`qsub sync -y` jobs failing on Grid Engine with "range_list containes no elements" error
Open, HighPublic

Description

The grid jobs submitted by Wsexport are failing with the error "Unable to initialize environment because of error: range_list containes no elements Exiting."

The Grid submission command is "jsub -mem 2g -l release=trusty -sync y xvfb-run -a ebook-convert > /dev/null"

Tpt created this task.Oct 23 2017, 1:52 PM
Restricted Application added a subscriber: Aklapper. · View Herald TranscriptOct 23 2017, 1:52 PM
Tpt triaged this task as High priority.Oct 23 2017, 1:52 PM

What is throwing that error message: Jsub or xvfb-run? Can you capture more logs from xvfb-run? When did this start? Is this 100% of jobs or less?

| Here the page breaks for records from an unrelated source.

PR #1770, opened 2021-12-07
Piersy/consolidate ibft logic

piersy:
### Description

This PR is a step towards consolidating the IBFT logic and separating it from all the other concerns (serialization/signatures/persistence/concurrency/synchronisation) that are currently also handled inside the istanbul package, I do not consider the work to consolidate IBFT logic as finished, there is quite a lot more that could be done.

The intention of this PR is to simply re-factor without affecting the behaviour of the code, except for this removal https://github.com/celo-org/celo-blockchain/pull/1770/commits/3d26a7f9378b567f5fd885ee9c08c06ff12372b3 which if you look at the code just can't happen currently and also seems to be totally misplaced, in that it is checked for every message processed but it's not inspecting any fields of the message.

Currently some of the logic exists within the `algorithm.go` implementation but some still exists outside (for example state manipulations, logic to handle round changes) ideally we can get to a point where all ibft logic is contained with the `algorithm.go` implementation.

This PR introduces a new message type `algorithm.Msg` that allows us to treat consensus messages homogeneously, this allows us to consolidate message processing flows into a single flow. Currently its use is rather limited and so the benefits it provides in consolidating processing logic and reducing the amount of code are quite small, but further use should yield more benefits.

This PR also moves message validation into a single place which helps with understanding the flow of message processing. The handle message function can be read linearly to see what happens to all types of messages. Having the message verification laid out like that also helps spot and potentially resolve problems in our processing. For example, we currently check whether a message is from a validator before we check if its a future message. If we wish to change this we can now by simply moving the check further down the function, previously to achieve the same we would have had to have duplicated that check in all 4 message handlers (preprepare, prepare, commit, round change).

In its current form I don't think this PR provides great benefit, notably it has not reduced the amount of code significantly. I think this is because we have added some new structures and types which where they are used help to reduce the amount of code needed, but they have not been extended them into the system enough to remove the old ones as such we need glue code bridge the gap between the new and old. I think if we extended `algorithm.Msg` type to be used almost everywhere except for when we deserialise from the network and serialise to the network this would then allow us to remove old logic and replace it with more homogeneous logic that would then significantly reduce code size.


piersy:
Coverage from tests in `./e2e_test/...` for `./consensus/istanbul/...` at commit cdf7ab8f852a71e1284817fb27bd1dbad155b91b
<pre>
coverage:  54.4% of statements in consensus/istanbul
coverage:  77.8% of statements in consensus/istanbul/algorithm
coverage:  44.9% of statements in consensus/istanbul/backend
coverage:  63.3% of statements in consensus/istanbul/core
</pre>
CommentID: d723a9f796
</details>

consensus/istanbul/algorithm/algorithm.go
```diff
@@ -0,0 +1,169 @@
...
+// certain logic that is really part of the consensus algorithm is abstracted
+// away by the Oracle, for example managing the round and state of the
+// algorithm and the logic for processing round change messages. In time we
+// should be able to move this logic here and slim down the oracle's interface.
+type Oracle interface {
+	CurrentState() State
+	QuorumCommit(height, round uint64, val Value) bool
+	QuorumPrepare(height, round uint64, val Value) bool
+	DesiredRound() uint64
+	QuorumRoundChange() *uint64
```
trianglesphere, line 95: I'd prefer an interface more like `bool, uint64` rather than a pointer. The best interface would be `Some(u64)` (using rust syntax), but absent that, the pair makes slightly more sense to me. (I was able to figure out the intention from reading the definition, but it still feels tricky to me)

consensus/istanbul/algorithm/algorithm.go
```diff
@@ -0,0 +1,169 @@
...
+	// We see a quorum of commits and we are not yet committed, then move to
+	// committed state.
+	if t == Commit && s < Committed && oracle.QuorumCommit(h, r, v) {
+		var round uint64 = 0
+		return nil, &round, nil
+	}
+
+	// We are not yet prepared and see a quorum of prepares (where a commit
+	// also counts as a prepare), send a commit.
+	if t.In(Prepare, Commit) && s < Prepared && oracle.QuorumPrepare(h, r, v) {
```
trianglesphere, line 136: Structurally, is it correct that the message that is being processed must be previously be provided to oracle to add to the message set?

consensus/istanbul/core/handler.go
```diff
@@ -172,43 +246,226 @@ func (c *core) handleMsg(payload []byte) error {
...
+		if proposerForMsgRound.Address() != msg.Address {
+			logger.Warn("Ignore preprepare message from non-proposer", "actual_proposer", proposerForMsgRound.Address())
+			return errNotFromProposer
+		}
+
+		defer c.handlePrePrepareTimer.UpdateSince(time.Now())
+
+		if m.Round > 0 {
+			logger.Trace("Trying to move to round change certificate's round", "target round", m.Round)
+			err := c.startNewRound(new(big.Int).SetUint64(m.Round))
```
trianglesphere, line 332: Is this not an algorithm step?

trianglesphere (commented):
First pass. I left a couple smaller comments, but I also have a couple structural questions.

It seems like the flow is
1. Verify message
2. Add message to the appropriate set
3. Run algorithm handle message
4. Perform next action (output of handle message)

It looks like 1 & 2 are merged together, 3 is in it's own function with returning information to perform 4.

I'm curious to see how you'd like to see it structured.

consensus/istanbul/core/handler.go
piersy: It definitely looks like it should be! Will look into this more, thanks

piersy:
> First pass. I left a couple smaller comments, but I also have a couple structural questions.
> 
> It seems like the flow is
> 
> 1. Verify message
> 2. Add message to the appropriate set
> 3. Run algorithm handle message
> 4. Perform next action (output of handle message)
> 
> It looks like 1 & 2 are merged together, 3 is in it's own function with returning information to perform 4.
> 
> I'm curious to see how you'd like to see it structured.

Hi @trianglesphere thanks for taking a look here:

This is the result of a 2 week time-box on refactoring, so its definitely not the final structure that I would like to see. However at a high level that structure is about what i was aiming at. The thing I would like to change most is to be able to have more processing inside the algorithm logic, theres some processing that it would be nice to move out of the verification, and some that would be nice to move out of the next action processing.

So for example such as determining the validity of a prepared certificate based on whether the all the individual messages have the same proposal, whether it contains enough messages and whether the messages have matching views. Basically verification that is to do with consensus as opposed to things like verifying signatures or checking that the encoding is correct.

And then for the next action processing it would be great if the algorithm state and state transitions could be managed inside the algorithm, leaving only message sending and committing as actions that happen outside the algorithm as part of the next action step.

Theres also a lot of "bespoke" processing that goes on in switch statements in the handler now and I'd like to slim that down, for example the need to add each message to the state in a different way. Now that there is a single type that can represent all consensus messages we should be able to add messages to the state in one place with a single method. So my goal would be to reduce those switch statements to the bare minimum code required to handle the differences in the messages.

consensus/istanbul/algorithm/algorithm.go
piersy: Hey @trianglesphere I'm not sure what you mean by structurally correct here?

If your are pointing out that the quorum calculation is taking into account the currently processed message then I think that is correct. Bear in mind that the `QuorumPrepare` method is enforcing that the quorum is with the same height, round and value and with the appropriate message types.

consensus/istanbul/algorithm/algorithm.go
piersy: Definitely these methods could do with some documentation describing the meaning of what they return.

I'm wondering if you could describe a bit more what seems "tricky" to you about this approach?

In this specific case I think using a bool could result in slightly neater use of these methods where they are currently used, so I'm not averse to it. In general I think representing non existence with nil makes a lot of sense, nothing else in the language indicates theres nothing there more than nil!

consensus/istanbul/core/handler.go
```diff
@@ -162,6 +168,74 @@ func (c *core) sendEvent(ev interface{}) {
...
+// then the round change certificate verification logic could be moved to the
+// algorithm, but this will be a bit of work.
+func buildAlgorithmMsg(msg *istanbul.Message, o *RoundStateOracle) (*algorithm.Msg, error) {
+	m := &algorithm.Msg{
+		MsgType: algorithm.Type(msg.Code),
+	}
+	switch msg.Code {
+	case istanbul.MsgPreprepare:
+		p := msg.Preprepare()
+		rccID, err := o.SetRoundChangeCertificate(p)
```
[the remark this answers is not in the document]
mcortesi: In fact, it's looks fishy, since `handleRoundChangeCertificate` assumes uses `current` to obtain state data and it looks to me that it assumes is a msg from the current view, not from a future or old one

consensus/istanbul/core/handler.go
```diff
@@ -162,6 +168,74 @@ func (c *core) sendEvent(ev interface{}) {
...
+	return false
+}
+
+// buildAlgorithmMsg builds an algorithm message from an istanbul message. It
+// takes the oracle because it needs to validate round change certificates and
+// generate an associated id. This is pretty clunky, ideally we could represent
+// the round change certificate in more detail in the algorithm message and
+// then the round change certificate verification logic could be moved to the
+// algorithm, but this will be a bit of work.
+func buildAlgorithmMsg(msg *istanbul.Message, o *RoundStateOracle) (*algorithm.Msg, error) {
```
mcortesi, line 197: Not sure i see a lot of value on this. I see value in having a method that no matter the msg is able to give me the msg's round and sequence, and if there's another thing that is shared among messages. But besides that, it does not provid emuch

mcortesi (commented):
not finished, slowly reading prev version and current version to assert they are equal, found some things that are not.

In general, i like remvoing `checkMessage()` and `catchFutureMsg()`; i prefer handling all of that at handeMsg(). The algorithm msg doesn't make sense to me yet. Some parts were "hard to find" in the new code.

mcortesi (changes requested):
by checking the code, i'm convinced this is currently broken. And also a bit confusing.

In general i like how you've consolidated the check for future and old msg in the handleMsg, instead of having a call to checkMessage in every `handleXXX` method. And i can buy the switch on handle that consolidates all `handleXXX` in a single method.

But i'm not buying the algorithmMessage, nor the Algorithm. I see as an unnecessary complexity that is being added. Expanding the surface for potential errors.

We are also introducing new cached state, which makes reasoning about correcteness more complex. And by processing message before even knowing if they are future/old we are wasting processor cycles, and potentially introducing a DoS vector. 

Right now we have these steps:

  1. buildAlgoMsg (which has sideffects)
  2. check old&future msg
  3. switch that does "some" processing by mesg
  4. call to algorithm
  5. execute action specified by algorithm

In the current state, i see that having 3, 4 and 5  as separate steps makes reasoning more complicated, not simpler. I'd prefer to be able to follow the "preprepare" mgs (or any other msg) in a single thread, instead of needing to inspect the swtich and the algorithm (and the buildAlgoMsg) to grasp all of it.

consensus/istanbul/core/handler.go
```diff
@@ -162,6 +168,74 @@ func (c *core) sendEvent(ev interface{}) {
...
 }
 
+// Returns true if this message is considered a future message.
+func IsFutureMsg(currentSequence, desiredRound *big.Int, currentState State, msgView *istanbul.View, msgCode uint64) bool {
+
+	// Future sequences indicate a future message.
+	if msgView.Sequence.Cmp(currentSequence) > 0 {
+		return true
+	}
+	// Future rounds inidcate a future message except for round changes
```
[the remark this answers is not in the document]
piersy:
```suggestion
	// Future rounds inidicate a future message except for round changes
```

consensus/istanbul/core/oracle.go
```diff
@@ -0,0 +1,149 @@
...
+	return nil
+}
+
+// SetRoundChangeCertificate maps a round change certificate to an id and
+// returns the id. This allows the algorithm to reference the round change
+// certificate without having a compile time dependency on
+// istanbul.RoundChangeCertificate.
+func (o *RoundStateOracle) SetRoundChangeCertificate(preprepare *istanbul.Preprepare) (*algorithm.Value, error) {
+	// Unset old values
+	o.roundChangeCertId = nil
```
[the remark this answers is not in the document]
piersy: It's not really a cache, at most `ValidRoundChangeCert` will be called once for each call to `SetRoundChangeCertificate`.

So the flow would be:

Receive a preprepare -> Set the round change cert -> send the message to the algo -> inspect the round change cert.

All this is happening in a single go-routine, so any time another preprepare is received it will overwrite the last value and the new value will be used just for processing that new preprepare message.

consensus/istanbul/core/handler.go
```diff
@@ -174,43 +248,226 @@ func (c *core) handleMsg(payload []byte) error {
...
-func (c *core) handleCheckedMsg(msg *istanbul.Message, src istanbul.Validator) error {
-	logger := c.newLogger("func", "handleCheckedMsg", "from", msg.Address)
-
-	// Store the message if it's a future message
-	catchFutureMessages := func(err error) error {
-		if err == errFutureMessage {
-			// Store in backlog (if it's not from self)
-			if msg.Address != c.address {
-				c.backlog.store(msg)
+	m, err := buildAlgorithmMsg(msg, c.oracle)
```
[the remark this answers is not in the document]
piersy: It is effectively stateless, this is because although the oracle is long lived the results of calling `SetRoundChangeCertificate` are only ever referenced when processing the preprepare message that resulted in the call to `SetRoundChangeCertificate`. This is easily verifiable because we can see that `ValidRoundChangeCert` is only called for preprepare messages (this is the only reference in the code).
https://github.com/celo-org/celo-blockchain/blob/baa55bd4837d3690c03324429d1858164b45a7de/consensus/istanbul/algorithm/algorithm.go#L147

And any subsequent preprepare message will overwrite the prior results.
https://github.com/celo-org/celo-blockchain/blob/baa55bd4837d3690c03324429d1858164b45a7de/consensus/istanbul/core/handler.go#L202-L204

It's not my ideal approach, but given the time constraints this seemed like the most pragmatic option. I don't see it being too much work to properly represent the round change cert in an `algorithm.Msg` which would then make this process obviously stateless.

piersy:
Hi @mcortesi I'll respond to your points here.

> We are also introducing new cached state, which makes reasoning about correcteness more complex.
Explained [here](https://github.com/celo-org/celo-blockchain/pull/1770#discussion_r783117094) its not really a cached state.

>And by processing message before even knowing if they are future/old we are wasting processor cycles, and potentially introducing a DoS vector.

Good point, I think I originally wanted to do the processing when setting rather than getting so that an error could be returned ( the algorithm doesn't consider errors), but given that in the end the error is just logged we could just move that logic to the get step (`ValidRoundChangeCert`)  which should solve these issues.

> But i'm not buying the algorithmMessage, nor the Algorithm. I see as an unnecessary complexity that is being added. Expanding the surface for potential errors.
> 
> Right now we have these steps:
> 
> 1. buildAlgoMsg (which has sideffects)
> 2. check old&future msg
> 3. switch that does "some" processing by mesg
> 4. call to algorithm
> 5. execute action specified by algorithm
> 
> In the current state, i see that having 3, 4 and 5 as separate steps makes reasoning more complicated, not simpler. I'd prefer to be able to follow the "preprepare" mgs (or any other msg) in a single thread, instead of needing to inspect the swtich and the algorithm (and the buildAlgoMsg) to grasp all of it.

In their current state, I agree it is more complicated, as I mentioned in the PR description:

>Currently some of the logic exists within the algorithm.go implementation but some still exists outside (for example state manipulations, logic to handle round changes) ideally we can get to a point where all ibft logic is contained with the algorithm.go implementation.

But I believe that if we could get to the point that all consensus logic and state is represented in the algorithm then things would be much simpler. So I see this as a first step, when re-structuring things often get messier before they get cleaner and I'd say that this is somewhere between 25% and %50 of the way there. As I mentioned in the description I'm not sure this PR constitutes an improvement in its current state, some things became a bit nicer, some became worse.

piersy:
Given the high probability that we will leverage narwhal's consensus in place of Istanbul, there is no reason to continue here.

Tpt added a comment.Oct 23 2017, 2:04 PM

What is throwing that error message: Jsub or xvfb-run?

It's jsub. It seems to be a quite well known error accoding to a quick googling.

Can you capture more logs from xvfb-run?

It's seems to be the only output. See /data/project/wsexport/xvfb-run.err for the full log

When did this start?

I am not sure. Probably a few days ago. (I have 34k instances of this error in the logs).

Is this 100% of jobs or less?

It's 100% of jobs.

chasemp added a subscriber: bd808.Oct 23 2017, 3:01 PM

Something there had gone horribly wrong w/ 43 copies of the webservice seemingly running. I stopped it, did some poking at the grid itself to see if things were sane, and then @bd808 restarted. I loaded up https://tools.wmflabs.org/wsexport/tool/book.php and made an epub of https://en.wikisource.org/wiki/A_Princess_of_Mars. I'm not sure what triggered that at the moment but I think we are back in working territory.

Tpt added a comment.Oct 23 2017, 3:41 PM

Thank you for having a look at it. Sadly it is still not working.

The epub exportation is not using the grid, it is the exportation to pdf/mobi/txt that is done by first generating the epub and then converting it using calibre. I did a few tests and I still get the same error in the logs.

bd808 added a comment.Oct 23 2017, 3:59 PM

https://stackoverflow.com/questions/4883056/sge-qsub-fails-to-submit-jobs-in-sync-mode seems to indicate that this error is related to qsub sync -y jobs and the qmaster running out of space to track them.

Is this a general exec host pool resource issue?

bd808 added a comment.Oct 23 2017, 6:55 PM

Is this a general exec host pool resource issue?

It could be, yes. I'm sure we haven't changed any config around this so I'm wondering if there are just some other tools that started using this same constrained pool of resources.

bd808 renamed this task from [Wsexport] Grid job submission failing to `qsub sync -y` jobs failing on Grid Engine with "range_list containes no elements" error.Nov 20 2017, 3:35 PM
bd808 updated the task description. (Show Details)

tomcat-setup is an easy way to recreate this error for debugging per T180830 and T180831.

I tried WsExport with mobi format several times in the last weeks. Most of the time it gave a "Bad gateway" error, but in a few occasions it worked correctly. I don't know if this can help.

cscott added a subscriber: cscott.Jan 26 2018, 6:59 AM

Mumble mumble OCG mumble mumble.

For some reason it started working:

tools.zhuyifei1999-test@tools-bastion-05:~$ setup-tomcat
Setting up your public_tomcat directory...
All done.
You can edit the configuration in /data/project/zhuyifei1999-test/public_tomcat/conf/server.xml as needed.
Chicocvenancio added a subscriber: Chicocvenancio.EditedJan 29 2018, 7:24 PM

Checking the number of current running dynamic events clients running yields 0. This explains why it is working right now.
Per https://stackoverflow.com/a/8234227/3930971 and https://github.com/PacificBiosciences/SMRT-Analysis/wiki/When-using-the-sync-option-in-SGE,-you-may-see-errors the maximum number of -sync y jobs in our current configuration is 99.
I am not sure if the errors were in a particular busy time for -sync y jobs or if an error in some tool, or Wsexport itself, artificially populated the queue. If the former, we should investigate raising the limit for sync jobs, otherwise investigate the queue if the errors start happening again.